Your job is to return every line in the data holding the string "roots".
___ AVAILABLE RECORDS
PR #18874, opened 2026-08-30
✨ feat(cli): record local hetero agent runs as execution snapshots

arvinxx:
A heterogeneous agent run executed by the CLI left no durable record of itself. Server-ingest runs persisted messages; standalone `lh hetero exec` runs persisted nothing; neither produced the `ExecutionSnapshot` a native agent run writes. A process killed mid-run was simply gone.

This records **every** run — server-ingest or standalone — into the same snapshot format the server already uses, under `~/.lobehub/traces`, so `lh trace op list` / `inspect` read local and production runs with no branching.

`HeteroTraceRecorder` folds the adapter's event stream into steps: `stream_start` … `step_complete{turn_metadata}` becomes a `call_llm` step carrying that turn's model and usage, `tool_start` … `tool_end` becomes its own `call_tool` step, and `step_complete{result_usage}` supplies the session grand total. Turns after the first open lazily, so adapters that emit `stream_start` once per session (Claude Code) and adapters that emit it per turn segment the same way.

Three fixes in `packages/agent-tracing` that this depends on — all backward compatible, and `appendStepToPartial` / `finalizeSnapshot` had no callers before this:

- **`savePartial` writes atomically** (temp file + rename). A partial exists precisely so a killed process can be recovered from it, and a plain `writeFile` interrupted by SIGKILL leaves truncated JSON — unparseable at exactly the moment it is needed. Verified below.
- **`FileSnapshotStore` takes a `dirName`**, so a host owning its own layout does not end up with a nested hidden `.agent-tracing/` inside it.
- **The `latest.json` symlink no longer fails the save** — `unlink` → `symlink` is a TOCTOU, and two runs finishing at once must not throw away an already-written snapshot.

`lh connect` sweeps the store on start: partials idle for more than six hours become `interrupted` snapshots (otherwise a crashed run — the one most worth finding — is the only one `list` cannot show), and snapshots past a fourteen-day window are deleted.

Also isolates the CLI home in tests. Driving a command end to end previously wrote into the developer's real `~/.lobehub`; this change would have turned that into hundreds of stray trace files per test run.

#### Test

Verified against real Claude Code runs, not just fixtures.

**Normal run** — `lh hetero exec --type claude-code` produced a correct snapshot: 3 steps (`call_llm` carrying the tool request → `call_tool` carrying the result → `call_llm` with the answer), per-turn usage, session total of 39.5k tokens / \$0.2208, and `completionReason: done`. `_partial` cleaned up, `latest.json` linked. `lh trace op list` and `inspect latest` render it through the existing tooling:

```
Trace ID      Model          Steps  Tokens  Duration  Reason
67454690-d59  claude-opus-5  3      39.5k   8.1s      done
```

**Crash recovery** — `kill -9` on the whole process group mid-run (no cleanup hook runs) left a **fully parseable** partial holding 5 recorded steps; this is what the atomic-write fix buys, the previous plain `writeFile` truncates here. Reconciling turned it into an `interrupted` snapshot visible in `lh trace op list`.

Three things the live runs caught and fixed:

1. An interrupted run reported **0 tokens**, because the session total only arrives in a final `result_usage` a killed run never reaches — now falls back to the sum of recorded turns (re-verified live: 8 steps / 81.3k tokens).
2. The adapter's convention is `identifier` = the wrapping CLI agent (`claude-code`), `apiName` = the tool it called — the reverse of what the first tests assumed. Added an integration test that drives the **real** `ClaudeCodeAdapter`, so a change to its event shapes breaks the build rather than silently producing wrong traces.
3. `stream_start` is emitted once per session for Claude Code, not per turn.

`bun run check` on the 11 touched files: lint clean, 114 tests passing (19 new). Type-check adds no errors — the three pre-existing `connect.ts` errors reproduce identically on clean `canary`.

- [x] Tested locally
- [x] Added/updated tests
- [ ] No tests needed

#### 🔗 Related Issue

Groundwork for running the agent loop locally in the CLI: the trace store is the local-recovery half of that design.

### DIFF
--- a/apps/cli/src/commands/connect.ts
+++ b/apps/cli/src/commands/connect.ts
@@ -70,6 +70,7 @@ import {
 import { executeToolCall } from '../tools';
 import { cleanupAllProcesses } from '../tools/shell';
 import { log, setVerbose } from '../utils/logger';
+import { sweepLocalTraces } from '../utils/traceMaintenance';
 
 const CONNECT_SERVICE_NAME = CLI_CONNECT_SERVICE_NAME;
 
@@ -422,6 +423,16 @@ async function runConnect(options: ConnectOptions, isDaemonChild: boolean) {
 
   const startedAt = new Date();
   updateStatus('connecting');
+
+  // Housekeeping for the local trace store: partials left behind by killed
+  // agent processes become `interrupted` snapshots (so `lh trace op list` shows
+  // the crashed runs), and aged-out snapshots are deleted. Fire-and-forget —
+  // it must never delay the gateway connection.
+  void sweepLocalTraces().then(({ deleted, reconciled }) => {
+    if (reconciled > 0 || deleted > 0) {
+      info(`  Traces    : ${reconciled} interrupted run(s) closed, ${deleted} expired removed`);
+    }
+  });
 
   // Platform handlers for the shared `@lobechat/device-control` dispatcher.
   // File preview / index use the package's portable defaults (no
--- a/apps/cli/src/commands/hetero.ts
+++ b/apps/cli/src/commands/hetero.ts
@@ -31,8 +31,10 @@ import type { Command } from 'commander';
 
 import { getTrpcClient } from '../api/client';
 import { CoalescingBatchIngester } from '../utils/CoalescingBatchIngester';
+import { HeteroTraceRecorder } from '../utils/HeteroTraceRecorder';
 import { log } from '../utils/logger';
 import { createOperationHeartbeat } from '../utils/OperationHeartbeat';
+import { createLocalTraceStore } from '../utils/traceStore';
 import { TrpcIngestSink } from '../utils/TrpcIngestSink';
 
 export const SUPPORTED_AGENT_TYPES = new Set<string>(LOCAL_HETEROGENEOUS_AGENT_TYPES);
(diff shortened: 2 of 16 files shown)


arvinxx:
Both Codex findings were real and are fixed in a0b0755.

**P1 — subagent events corrupting the main spine.** Confirmed by driving the real `ClaudeCodeAdapter` through a Task sequence: the subagent's inner `Read` surfaced as a second top-level `call_tool` step. Subagent-scoped events (`data.subagent`) are now skipped, so the parent's `Task` step still records what the child returned — mirroring how the native runtime keeps a sub-agent in its own child operation rather than the parent's.

Verified on a live run that actually spawned a subagent (10 subagent-scoped events in the stream, all excluded):

```
Agent Operation  77ddb6ec-f34  claude-opus-5  3 steps  21.0s
├─ Step 0  [call_llm]  4.6s   → 1 tool_calls
├─ Step 1  [call_tool] 8.6s   Tool ✓          ← the Agent/Task call
└─ Step 2  [call_llm]  2.6s   Output "The subagent read the file and reported…"
└─ done  tokens=40.5k  cost=$0.3632
```

**P2 — `latest` resolved from one store.** Correct: each store answers `latest` with its own newest entry, so `inspect` could show a stale run while `list` (which merges and sorts) showed the newer one first. The default target now compares both stores by `startedAt`; an explicit id still needs no comparison, and a `.json` path or URL target is unaffected.

Both have regression tests that fail without the fix. `bun run check`: lint clean, 77 tests passing on the touched files; type-check unchanged.

PR #18886, opened 2026-08-30
🗃️ chore(db): forward migration 0152 to main

tjx666:
## Summary

Forward the consolidated 0152 schema and migration from canary to main so later database migrations can preserve one linear Drizzle migration history.

This includes the schema sources required to regenerate the snapshot, the minimal nullable-benchmark call-site adjustments forced by the schema, and regression coverage for benchmarkless per-case and per-dataset scoring.

## Validation

- Agent Eval focused tests: 14 passed
- Original consolidated migration passed its canary checks before merge

## Context

This is the prerequisite for the Elasticsearch search-sync database migration. It does not include Elasticsearch schema or runtime code.


tjx666:
Closing because this forward-port is not required by the Elasticsearch migration. PR #18807 targets canary and carries migration 0153 on top of the existing canary migration history.

PR #18893, opened 2026-08-30
✨ feat(trash): recycle bin for topics

arvinxx:
> Stacked on #18414 (read-side filter), which is stacked on `canary` — the schema landed in #18852. #18412 (agents + messages) now stacks on **this**.

The smallest slice of the recycle bin that is useful on its own. Deleting a conversation is the most frequent destructive action in the product, and a topic has the simplest cascade of any content kind: messages and threads are hidden by their parent and hard-cascade at purge, so nothing below the topic needs its own stamp. Agents and messages follow in #18412.

#### What's in

**Registry** — `TrashModel` over `trash_items`: register a root with its cascaded children, keyset listing, per-type counts, expired-root sweep, orphan pruning. A child trashed earlier keeps its own root row, so it survives its parent's restore.

**Topic primitives** — `TopicModel` gains `softDelete` (plus the by-session / by-agent / by-group / all variants), `restore`, `findTrashedByIds` and `purge`, all built on `trashStamp()` / `restoreStamp()` so `is_deleted` and `deleted_at` can never drift apart.

**Service** — `TrashService` stamps and registers in one transaction (a failure can never leave rows hidden but unlisted), restores, purges, and runs a cross-user expiry sweep. The handler registry is `Partial<Record<TrashResourceType, …>>` so the remaining kinds wire in one at a time; an unknown kind raises instead of silently stranding the row.

**Routing** — every topic delete goes through it (single, batch, by agent / group / session, clear-all) with its permission gates unchanged. `removeTopic({ removeFiles })` now remembers the flag on the registry row and removes the still-exclusive attachments at **purge** time; files have no stamp yet, so they stay visible while the topic sits in the bin.

**Purge** — on demand from the bin, or `POST /api/workflows/trash/purge`, a QStash-authenticated sweep across users plus orphan-registry pruning. **Needs a QStash schedule registered after merge**; until then nothing is auto-purged and the bin still works.

**UI** — Settings → System → **Trash**: type filter with counts, list of trashed roots (title, kind, deleted-ago, auto-delete countdown), per-row Restore / Delete forever, Empty trash, keyset load-more. A restore revalidates the affected list caches so the topic reappears without a reload. Topic delete confirmations now say the topic moves to the trash and is restorable for 30 days.

#### Test

- `TrashModel` (7): register + cascade children, idempotent re-register, earlier-trashed child keeps its root, scoped listing / counts / keyset paging, workspace vs personal scope, expired-root sweep, orphan prune.
- `TrashService` (4, real DB): a trashed topic disappears from reads but its messages stay on disk, is listed in the bin and comes back intact on restore; a bulk sweep becomes one restorable root per topic; the expiry sweep purges only expired roots across users; empty-trash clears the scope.
- Trash store (8) and `TrashList` render tests (3) with real UI components; topic router integration tests updated to the new "stamped, not dropped" semantics.
- `tsgo --noEmit` clean, eslint clean.
- Not yet exercised in a browser end to end.

- [x] Tested locally
- [x] Added/updated tests
- [ ] No tests needed

#### 🔗 Related Issue

Stacked on #18414. Follows #18852.


arvinxx:
Carries the two topic-scope fixes from the Codex review on #18412:
- public share links no longer resolve a topic that is in the recycle bin (`findByShareId` had no user scope, so it never hit the read-side funnel);
- "empty trash" for a workspace non-owner filters by actor **in the query** instead of on the newest page of results.

Both have regression tests.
______
RESULT ::
**UI** — Settings → System → **Trash**: type filter with counts, list of trashed roots (title, kind, deleted-ago, auto-delete countdown), per-row Restore / Delete forever, Empty trash, keyset load-more. A restore revalidates the affected list caches so the topic reappears without a reload. Topic delete confirmations now say the topic moves to the trash and is restorable for 30 days.
- `TrashService` (4, real DB): a trashed topic disappears from reads but its messages stay on disk, is listed in the bin and comes back intact on restore; a bulk sweep becomes one restorable root per topic; the expiry sweep purges only expired roots across users; empty-trash clears the scope.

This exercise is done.